*** Opening of Information shown ***
PR #6301, opened 2022-03-12
Remove vending=cigarettes from Tobaccoland's operator

Lukas458:
Hi,
here I removed vending=cigarettes from the Tobaccoland's operator, because it was noticed that Tobaccoland does operate vending machines which sell cigarettes _only_, but this company operates also vending machines which sell cigarettes but also some **other** things like condoms or something else, see https://www.openstreetmap.org/node/4405601460 for example.

So the vending-value should then be vending=cigarettes;condoms, and as there may also exist some other value combinations on Tobaccoland's vending machines which aren't _vending=cigarettes_ only, the NSI shouldn't propose to update the vending=* value to _vending=cigarettes_ at those. I hope it's understandable what I mean. So I removed the vending=cigarettes value for this brand, as the same way was chosen for the "Selecta" brand too, for example, because this brand does also have vending machines selling different/several different things.

### DIFF
--- a/data/brands/amenity/vending_machine.json
+++ b/data/brands/amenity/vending_machine.json
@@ -668,7 +668,6 @@
         "operator": "Tobaccoland Automatengesellschaft",
         "operator:wikidata": "Q1439872",
         "operator:wikipedia": "de:Tobaccoland Automatengesellschaft",
-        "vending": "cigarettes"
       }
     },
     {


Lukas458:
Thanks!

bhousel:
I actually think maybe a better solution than _removing_ the `vending` tag would be to use the `preserveTags` property to just tell the validator to not override the `vending` tag if it is already set to something other than "cigarettes".

Lukas458:
@bhousel 
Oh, well, yes, it seems you're right :-)
Sorry, I did not know this property until now.
So the code would be
`"preserveTags": "vending"`
then?

I would, however, also accept it specifically for this case, since vending=cigarettes is the usual value in most cases. _vending=cigarettes;..._ is seldom, but can appear and would probably even apply more often than currently mapped, but only from afar e. g. you don't necessarily recognize that other things are being sold in addition to cigarettes. But well, that wasn't the question here.

PR #6303, opened 2022-03-13
Bone Daddies ramen

codeinabox:


data/brands/amenity/restaurant.json
```diff
@@ -496,6 +496,21 @@
...
+      "locationSet": {
+        "include": ["gb-lon.geojson"]
+      },
+      "tags": {
+        "amenity": "restaurant",
+        "brand": "Bone Daddies",
+        "brand:wikidata": "Q111204601",
+        "cuisine": "japanese;ramen",
+        "name": "Bone Daddies",
+        "reservation": "no",
```
LaoshuBaby, line 510: This is `reservation` first time appear in NSI, should we record this?

My opinion is that if every branch of this restaurant refuse reservation, and this is a unique feature, we can add it.

codeinabox: On their Twitter account they make a point of saying no bookings https://www.twitter.com/BoneDaddiesLDN

PR #6307, opened 2022-03-13
Updated bike rental scheme

cmap99:


data/brands/amenity/bicycle_rental.json
```diff
@@ -1171,14 +1171,14 @@
       }
     },
     {
-      "displayName": "Coca-Cola Zero Bikes",
-      "id": "cocacolazerobikes-afbce7",
+      "displayName": "TFI Bikes",
+      "id": "",
       "locationSet": {"include": ["ie"]},
-      "matchNames": ["coca-cola zero® bikes"],
+      "matchNames": ["tfi bikes"],
```
LaoshuBaby, line 1177:
```suggestion
      "matchNames": ["Coca-Cola Zero Bikes"],
```

Thank you for complete those data! However, not every time we need a matchNames, the uppercase and lowercase spelling we don't concern. (Program will match both of them, even mixed) 

The `name`, `network`, `operator` can be detected so if matchNames a similar to them, matchNames will be removed when auto sort.

MatchNames is intended for different abbreviation or nickname people usually called. Also, if old brand changed its name, add old brand name to matchNames is needed.

data/brands/amenity/bicycle_rental.json
```diff
@@ -1171,14 +1171,14 @@
...
       "tags": {
         "amenity": "bicycle_rental",
-        "brand": "Coca-Cola Zero Bikes",
-        "network": "Coca-Cola Zero Bikes",
+        "brand": "TFI Bikes",
```
LaoshuBaby, line 1180:
```suggestion
        "brand": "TFI Bikes",
        "network": "TFI Bikes",
```

LaoshuBaby (changes requested):

PR #6310, opened 2022-03-15
add cinemas

cmap99:
Add Omniplex Cinemas & Irish Multiplex Cinemas

### DIFF
--- a/data/brands/amenity/cinema.json
+++ b/data/brands/amenity/cinema.json
@@ -59,6 +59,31 @@
         "brand:wikipedia": "en:AMC Theatres",
         "name": "AMC"
       }
+     },
+     {	
+      "displayName": "Irish Multiplex Cinemas",
+      "id": "",
+      "locationSet": {"include": ["ie"]},
+      "matchNames": ["imc"],
+      "tags": {
+        "amenity": "cinema",
+        "brand": "Irish Multiplex Cinemas",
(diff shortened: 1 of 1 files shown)


data/brands/amenity/cinema.json
```diff
@@ -59,6 +59,31 @@
...
       }
+     },
+     {	
+      "displayName": "Irish Multiplex Cinemas",
+      "id": "",
+      "locationSet": {"include": ["ie"]},
+      "matchNames": ["imc"],
+      "tags": {
+        "amenity": "cinema",
+        "brand": "Irish Multiplex Cinemas",
```
LaoshuBaby, line 70: Should we exchange `brand` and `name`?

cmap99: For matchNames?

LaoshuBaby: I means, will Ireland community prefer the abbreviation as `name` tag and let the full name as `brand` ? This maybe a bit strange. (or you can use `"short_name": "IMC"`)

cmap99: It is a shorter name yes, but they are always be called "IMC *location*". On the buildings they usually also just have the logo which is just IMC and in some instances it would be the logo followed by a location underneath. So I would say the abbreviation is preferred.

PR #10297, opened 2025-01-01
Change Mr. Tire to Auto Service Center from Car Parts store

BPowell76:
Mr. Tire is wrongly marked as a Car Parts store. This company is a car service center and in this PR, I've moved the data from `car_parts.json` to `car_repair.json`.

Additionally, updated some of the information on Wikidata.


BPowell76:
Is there something I can do to help move this PR along?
*** Close of Information shown ***
→ **The task**:
Repeat the records above line by line, from the first line through the line that contains "here I removed".

→ **Written solution**:
PR #6301, opened 2022-03-12
Remove vending=cigarettes from Tobaccoland's operator

Lukas458:
Hi,
here I removed vending=cigarettes from the Tobaccoland's operator, because it was noticed that Tobaccoland does operate vending machines which sell cigarettes _only_, but this company operates also vending machines which sell cigarettes but also some **other** things like condoms or something else, see https://www.openstreetmap.org/node/4405601460 for example.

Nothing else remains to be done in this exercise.